Customer Experience News & Trends

Turn customer complaints into great experiences: 6 expert tips

You don’t have to take customer complaints like taking one to the chin. Instead, take them as a way to boost customer service.

In most cases, one complaint actually represents many more that other customers aren’t bothering to bring to you — and those silent customers are at a huge risk of leaving without you ever having the chance to make things right.

“You have two choices,” says Ron Kaufman, author of Uplifting Service: The Proven Path to Delighting Your Customers, Colleagues and Everyone Else You Meet. “One, treat the complaining customer like he’s a pain in the neck. Or, two, appreciate each complaining customer and use the complaint as an opportunity to improve.”

From bad to good

Front-line service pros want to treat every complaint and the customer behind it with a sense of immediacy and importance. That can immediately turn a potentially bad situation into a good experience.

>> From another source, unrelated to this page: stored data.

Issue #1725, opened 2014-01-24
ACK is not sent upon receiving 200/OK retransmission if re-INVITE is sent


pjsipbot:
_2014-01-24 09:04:23: @bennylp_ _created the issue on trac ticket [1725](https://trac.pjsip.org/repos/ticket/1725)_

ACK is not sent when receiving INVITE 200/OK response, if a re-INVITE is sent after the first ACK is sent. Scenario:

```
-----> INVITE    ---->
<----- 200/OK    -----
------ ACK       ---->  (lost)

-----> re-INVITE --->

<----- 200/OK    -----  (retransmission)

(no ACK is sent)

```

___
_2014-01-24 11:28:36: @bennylp_ _changed **status** from **new** to **closed**_

___
_2014-01-24 11:28:36: @bennylp_ _set **resolution** to **fixed**_

___
_2014-01-24 11:28:36: @bennylp_ _commented_

In [r4716](../commit/b02eb708c8e56d385102737083615382ece9c127):
Fixed #1725: ACK is not sent upon receiving 200/OK retransmission if re-INVITE is sent

PR #2432, opened 2020-05-15
Possible leak tdata when receiving 200 OK response after the invite session is destroyed.

trengginas:
Consider this scenario:
```
-------> INVITE [1]
<------  200 OK INVITE [2]
-------> ACK [3]
-------> BYE [4]
<------  200 OK BYE [5]
<------  200 OK INVITE [6]
-------> ACK [7]
Dialog destroyed [8]
```
On normal condition, tdata created to send ACK [3] will be released when INVITE session was destroyed [5]. 
However If a 200 OK INVITE response was received [6] before dialog is destroyed, then the tdata created to send ACK [7] will not be released.

### DIFF
--- a/pjsip/src/pjsip-ua/sip_inv.c
+++ b/pjsip/src/pjsip-ua/sip_inv.c
@@ -503,6 +503,10 @@ static pj_status_t inv_send_ack(pjsip_inv_session *inv, pjsip_event *e)
     if (inv->state < PJSIP_INV_STATE_CONFIRMED) {
 	inv_set_state(inv, PJSIP_INV_STATE_CONFIRMED, &ack_e);
     } else if (inv->state == PJSIP_INV_STATE_DISCONNECTED) {
+        /* Avoid possible leaked tdata when invite session is already
+         * destroyed.
+         * https://github.com/pjsip/pjproject/pull/2432
+         */
         pjsip_tx_data_dec_ref(inv->last_ack);
         inv->last_ack = NULL;
     }
--- a/pjsip/src/pjsip-ua/sip_inv.c
+++ b/pjsip/src/pjsip-ua/sip_inv.c
@@ -502,6 +502,9 @@ static pj_status_t inv_send_ack(pjsip_inv_session *inv, pjsip_event *e)
      */
     if (inv->state < PJSIP_INV_STATE_CONFIRMED) {
 	inv_set_state(inv, PJSIP_INV_STATE_CONFIRMED, &ack_e);
+    } else if (inv->state == PJSIP_INV_STATE_DISCONNECTED) {
+        pjsip_tx_data_dec_ref(inv->last_ack);
+        inv->last_ack = NULL;
     }
 
     return PJ_SUCCESS;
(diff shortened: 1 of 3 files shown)


pjsip/src/pjsip-ua/sip_inv.c
```diff
@@ -502,6 +502,9 @@ static pj_status_t inv_send_ack(pjsip_inv_session *inv, pjsip_event *e)
      */
     if (inv->state < PJSIP_INV_STATE_CONFIRMED) {
 	inv_set_state(inv, PJSIP_INV_STATE_CONFIRMED, &ack_e);
+    } else if (inv->state == PJSIP_INV_STATE_DISCONNECTED) {
```
nanangizz, line 505: please put some info/comment or simply a link to this PR for future ref.

btw, the issue is reproducible and the patch does fix it, right?
also, I've found another scenario that may lead to leaked tdata, will add more info & perhaps patch later.

nanangizz:
Found another scenario that may lead to leaked tdata:
1. initiates a call
2. receives `200 response` for the initial `INVITE`
3. sends `ACK`, but somehow it is not delivered within ~32 secs (tsx lifetime)
4. when `ACK` is actually sent, app does not receives sent notification which causing `ACK tdata` ref cnt not decremented.

This is perhaps also the scenario occurred in [this report](http://lists.pjsip.org/pipermail/pjsip_lists.pjsip.org/2019-September/041490.html).

Initial patch [here](https://github.com/pjsip/pjproject/files/4641724/tp-send-timeout-not-notify-app.diff.txt).

pjsip/src/pjsip-ua/sip_inv.c
trengginas: Yes, it's reproducible and the patch fix it.

trengginas:
Do you want to incorporate the patch on this PR?

nanangizz:
> Do you want to incorporate the patch on this PR?

yes, but please do some further checks first, make sure it is not harmful.

sauwming:
Btw, do we need to send ACK for the 2nd 200/OK for the INVITE? Perhaps the fix should be to avoid sending one?

i.e. If the scenario is like this instead, what should happen?
-------> INVITE [1]
<------  200 OK INVITE [2]
-------> ACK [3]
<------  200 OK INVITE [4]

trengginas:
> Btw, do we need to send ACK for the 2nd 200/OK for the INVITE? Perhaps the fix should be to avoid sending one?
> 
> i.e. If the scenario is like this instead, what should happen?
> -------> INVITE [1]
> <------ 200 OK INVITE [2]
> -------> ACK [3]
> <------ 200 OK INVITE [4]

https://github.com/pjsip/pjproject/issues/1725 is to handle this scenario

trengginas:
> tcp_flush_pending_tx

Tested here sending INVITE and REGISTER, both will leak tdata without the patch.

nanangizz:
> > tcp_flush_pending_tx
> 
> Tested here sending INVITE and REGISTER, both will leak tdata without the patch.

and with the patch, no leak and no crash/assert/other-bad-thing?

trengginas:
> > > tcp_flush_pending_tx
> > 
> > 
> > Tested here sending INVITE and REGISTER, both will leak tdata without the patch.
> 
> and with the patch, no leak and no crash/assert/other-bad-thing?

No issue (assert/crash) found. Pass pjsip-test also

From there, Kaufman suggests handling complaints like this:

  • Appreciate the complaint. Positively recognize customers who complain by saying, “Thank you for reaching out” or “Thank you for bringing this to my attention.”
  • Acknowledge what’s important. When customers complain, listen for what’s important to them — the thing that they value most and feel was denied them. For instance, they may complain about a broken part but what’s really bothering them is the time it takes to deal with getting it fixed. Then you can say something like, “I can see how frustrating and time-consuming this has been for you.” This especially helps because you’ve just taken the customers’ side — at least on the feelings involved in the situation.
  • Explain your desire to improve. Let customers know you’re on their side now and going forward. When they bring legitimate complaints to you — and you’re already addressing the issue — explain it. For instance, “I’m sorry for how this affected you. I want to assure you we’re working on a solution right now. Our supply quality control managers have already started an internal investigation that will help us foresee damages before they can happen.”
  • Educate the customer. Some customers will be satisfied with this and want you to move on to the immediate solution. Others will want to know more. Ask if they want to hear more about what happened or would like to resolve the situation now.
  • Contain it. With customers calmed, it’s time to narrow the issue and resolve it. Ask customers what they’d like to see happen. Often, their expectation is within the bounds of what front-line service pros can do.
  • Apologize when you can’t act and recover. In a few cases, there is little or nothing a customer service pro can do about a complaint. Focus on the customer’s emotions, rather than the complaint or request in these instances. Say, “Unfortunately, it’s not something we can do. I understand you’re frustrated, and I apologize.” In those cases, tell customers that you’d like to give them a token of appreciation or gesture of goodwill, by offering something — a discount, freebie or voucher — for the inconvenience.